[[ Data to use, beginning ]]
PR #3259, opened 2016-11-28
Add new env variable for configuring timeout for GetRunningServices

ecifreo:
RPC call. It times out in large environments.

### DIFF
--- a/dao/client/cp_client.go
+++ b/dao/client/cp_client.go
@@ -30,6 +30,8 @@ package client
 // --------------------------------------------------------------------------------------------------
 
 import (
+	"os"
+	"strconv"
 	"time"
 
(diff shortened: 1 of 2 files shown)


dao/client/cp_client.go
```diff
@@ -58,6 +61,14 @@ func NewControlClient(addr string) (s *ControlClient, err error) {
 	s = new(ControlClient)
 	s.addr = addr
 	s.rpcClient = client
+
+	s.timeout = 10*time.Second
+	timeoutvalue := os.Getenv("SERVICED_GETSERVICES_TIMEOUT")
```
tgjonestx: Typically, we add options like this to the command line as well. Was there discussion about specifically leaving this one off of the command line args?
[[ Data to use, end ]]
:: Task objective ::
Line by line, retype all the entries exactly as they are shown.

:: Response to this task ::
PR #3259, opened 2016-11-28
Add new env variable for configuring timeout for GetRunningServices

ecifreo:
RPC call. It times out in large environments.

### DIFF
--- a/dao/client/cp_client.go
+++ b/dao/client/cp_client.go
@@ -30,6 +30,8 @@ package client
 // --------------------------------------------------------------------------------------------------
 
 import (
+	"os"
+	"strconv"
 	"time"
 
(diff shortened: 1 of 2 files shown)


dao/client/cp_client.go
```diff
@@ -58,6 +61,14 @@ func NewControlClient(addr string) (s *ControlClient, err error) {
 	s = new(ControlClient)
 	s.addr = addr
 	s.rpcClient = client
+
+	s.timeout = 10*time.Second
+	timeoutvalue := os.Getenv("SERVICED_GETSERVICES_TIMEOUT")
```
tgjonestx: Typically, we add options like this to the command line as well. Was there discussion about specifically leaving this one off of the command line args?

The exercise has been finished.